But the question of the shape of space has very real implications for the future of the cosmos — playing a role in whether the Universe will expand forever, or reverse its current expansion in a cataclysmic Big Crunch. Furthermore, space could be infinite, or it could be that if you travel far enough in one direction, you’ll return to your starting point.

3 possible shapes of space

The idea of space having a shape arose with Einstein’s theory of general relativity in 1915. In it, he discovered that he could describe the effect of gravity not as a force between two astronomical bodies, but rather as the bending of space and time. While Newton described the motion of the Moon around the Earth as the Moon traveling in a circle, Einstein described it as the Moon traveling in a straight line, but in a curved space. It’s not so different from how a person walking in what seems like a straight line along the Earth’s equator is actually following a giant curve.

In Einstein’s theory, close to every astronomical body, space is curved and distorted from the shape it would be without any matter nearby. Near a black hole, space is distorted enough to trap even light itself, despite classical physics saying that massless light does not experience gravity at all.

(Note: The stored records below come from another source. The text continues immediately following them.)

PR #1038, opened 2023-05-23
Fix resource status on raw yaml command

scottmerchant:
After [this change](https://github.com/OctopusDeploy/Calamari/pull/1034), we need to ensure that the existing EnvironmentVariables are passed in as the `KUBECONFIG` variable is no long set again in the Resource Status Executor.

### DIFF
--- a/source/Calamari/Kubernetes/Conventions/ResourceStatusReportConvention.cs
+++ b/source/Calamari/Kubernetes/Conventions/ResourceStatusReportConvention.cs
@@ -18,7 +18,7 @@ namespace Calamari.Kubernetes.Conventions
 
         public void Install(RunningDeployment deployment)
         {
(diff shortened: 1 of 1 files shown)


YihaoOct (changes requested):
Maybe we should just make the environmentVariables a non-optional parameter, so to make clear that the responsibility of handling null stuff would be on the caller. This will prevent this kind of errors I think.

scottmerchant:
> Maybe we should just make the environmentVariables a non-optional parameter, so to make clear that the responsibility of handling null stuff would be on the caller. This will prevent this kind of errors I think.

Yep good point, nice pick up. I've made it non-optional 👍

YihaoOct (approved):
LGTM 👍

If space can be distorted, and the Universe consists of space, what is the shape of the Universe?

Spherical, saddle, and flat space
Credit: Three possible geometries of space: spherical, saddle, and flat. (Credit: NASA / WMAP Science Team)

Imagining the curvature of our familiar three-dimensional space is rather difficult, so it is valuable to think about the curvature of a two-dimensional one. Three shapes of space are commonly discussed: flat (like a tabletop), spherical (described by the surface of a globe), and hyperbolic or “saddle” (which looks essentially like a giant saddle). Flat and saddle space are infinite in extent, while spherical space is not.

The 270° triangle

The behavior of flat space is taught in high school geometry courses. In it, two parallel lines never cross, and the sum of the angles of a triangle add to 180°. In spherical space, things are quite different. Here, parallel lines cross, and the sum of angles in a triangle are more than 180°. 

Don’t see it? Take a city like Quito, Ecuador, which sits directly on the equator. The angle separating north and west is 90°. Follow the equator to a location 90º west of there. At that location, north and east are also separated by 90º. If you follow the two lines northward, which are parallel at the equator, they meet at the North pole and form a 90º angle. And, if you sum the angles of the triangle described by the two cities and the North pole, they add to 270°. 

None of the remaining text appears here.